Multi-heterostructured spin-valve junction of vertical FLG/MoSe2/FLG
Muhammad Farooq Khan,
Shania Rehman,
Malik Abdul Rehman,
Rizwan Ur Rehman Sagar,
Deok-kee Kim,
H. M. Waseem Khalil,
Pragati A. Shinde,
Najam ul Hassan,
Pradeep Raj Sharma,
Jonghwa Eom,
Seong Chan Jun
Affiliations
Muhammad Farooq Khan
Department of Electrical Engineering, Sejong University, 209 Neungdong-ro, Gwangjin-gu, South Korea
Shania Rehman
Department of Electrical Engineering, Sejong University, 209 Neungdong-ro, Gwangjin-gu, South Korea
Malik Abdul Rehman
Department of Nanotechnology and Advanced Material Engineering and Graphene Research Institute, Sejong University, Seoul 05006, South Korea
Rizwan Ur Rehman Sagar
School of Materials Science and Engineering, Jiangxi University of Science and Technology, Jiangxi 341000, People’s Republic of China
Deok-kee Kim
Department of Electrical Engineering, Sejong University, 209 Neungdong-ro, Gwangjin-gu, South Korea
H. M. Waseem Khalil
Department of Electrical Engineering, College of Engineering and Technology, University of Sargodha, Sargodha, Pakistan
Pragati A. Shinde
School of Mechanical Engineering, Yonsei University, 50 Yonsei-ro, Seodaemun-gu, Seoul 03722, South Korea
Najam ul Hassan
University of Central Punjab, Sargodha, Pakistan
Pradeep Raj Sharma
Department of Physics and Astronomy and Graphene Research Institute-Texas Photonics Center International Research Center (GRI–TPC IRC), Sejong University, Seoul 05006, South Korea
Jonghwa Eom
Department of Physics and Astronomy and Graphene Research Institute-Texas Photonics Center International Research Center (GRI–TPC IRC), Sejong University, Seoul 05006, South Korea
Seong Chan Jun
School of Mechanical Engineering, Yonsei University, 50 Yonsei-ro, Seodaemun-gu, Seoul 03722, South Korea
Two-dimensional (2D) layered materials and their heterostructures have opened a new avenue for next-generation spintronic applications, benefited by their unique electronic properties and high crystallinity with an atomically flat surface.

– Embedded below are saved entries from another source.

PR #16, opened 2014-07-24
XParseGeometry will always be needed for Windows, no need for cmake to f...

nigels-com:
I see that cmake is now being used to auto-detect things such as this.  However, for non-cmake builds of FreeGLUT needing to needlessly manage NEED_XPARSEGEOMETRY_IMPL seems a bit unreasonable...  Is there  a happy middle ground for this?

### DIFF
--- a/freeglut/freeglut/src/fg_init.c
+++ b/freeglut/freeglut/src/fg_init.c
@@ -317,7 +317,7 @@ void fgDeinitialize( void )
 
 
 /* -- INTERFACE FUNCTIONS -------------------------------------------------- */
-#if defined(NEED_XPARSEGEOMETRY_IMPL)
+#if defined(NEED_XPARSEGEOMETRY_IMPL) || defined(TARGET_HOST_MS_WINDOWS)
 #   include "util/xparsegeometry_repl.h"
 #endif
 


rcmaniac25:
Considering that CMake is pretty much exclusively used, unless you make your own make file, I'm wondering if this is still needed. It's literally been years and I feel both with and without the change work.

nigels-com:
Help me understand this situation better.  A build was broken upstream due to chaanging over to cmake. A simple patch to workaround the most glaring problem is neglected on the basis that cmake should be the only possible way to build FreeGLUT?  There are plenty of situations where cmake is inappropriate, so we'll pretend those don't exist.

rcmaniac25:
Calm down. I have no ability to merge any code. I just happened to go "this has been here for a while. How come nothing has happened with it?" and made my comment. As stated, I feel like both would work. I did not test without CMake as I didn't try to make freeglut without CMake. I asked if this was still needed. Your comment indicates that it is, but I don't know how. The issue description tells me that it doesn't work if you try to build it without CMake and we don't have plain-old makefiles or Autoconf make files. So unless you make your own, completely and 100% possible, makefiles, I wasn't sure how necessary this was.

dcnieho:
Hi Nigel,

Is this the only stumbling block for you? We could merge this indeed. Sorry
it has taken so long. Is this pull the preferred solution for you?

All the best,
Dee

nigels-com:
I can confirm that yes indeed, FreeGLUT is built outside of cmake.  I agree that it's exotic and unusual.  I do think it's unfortunate when cmake becomes the only viable way to build something that isn't all that complicated.

rcmaniac25:
I wouldn't call it exotic. There are so many ways to do the same thing, sometimes you just want the one that works.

Here, we report magnetoresistance of vertical magnetic spin-valve devices with multi-layer (ML) MoSe2 and its heterostructures with few-layer graphene (FLG). We employed a micro-fabrication procedure to form ultraclean ferromagnetic–non-magnetic–ferromagnetic interfaces to elucidate the intrinsic spin-transferring mechanism through both an individual material and combinations of 2D layered materials. However, it is revealed that the polarity of tunneling magnetoresistance (TMR) is independent of non-magnetic spacers whether the spin valve is composed of a single material or a hybrid structure, but it strongly depends on the interfaces between ferromagnetics (FMs) and 2D materials. We observed positive spin polarizations in ML-MoSe2 and FLG/ML-MoSe2/FLG tunnel junctions, whereas spin-valve devices comprised of FLG/ML-MoSe2 showed a reversed spin polarization and demonstrated a negative TMR. Importantly, in Co/FLG/ML-MoSe2/FLG/NiFe devices, the polarization of spin carriers in the FM/FLG interface remained conserved during tunneling through MoSe2 flakes in spin-transferring events, which is understandable by Julliere’s model. In addition, large TMR values are investigated at low temperatures, whereas at high temperatures, the TMR ratios are deteriorated. Furthermore, the large values of driving ac-current also quenched the amplitude of TMR signals. Therefore, our observations suggest that the microscopic spin-transferring mechanism between ferromagnetic metals and 2D materials played a momentous role in spin-transferring phenomena in vertical magnetic spin-valve junctions.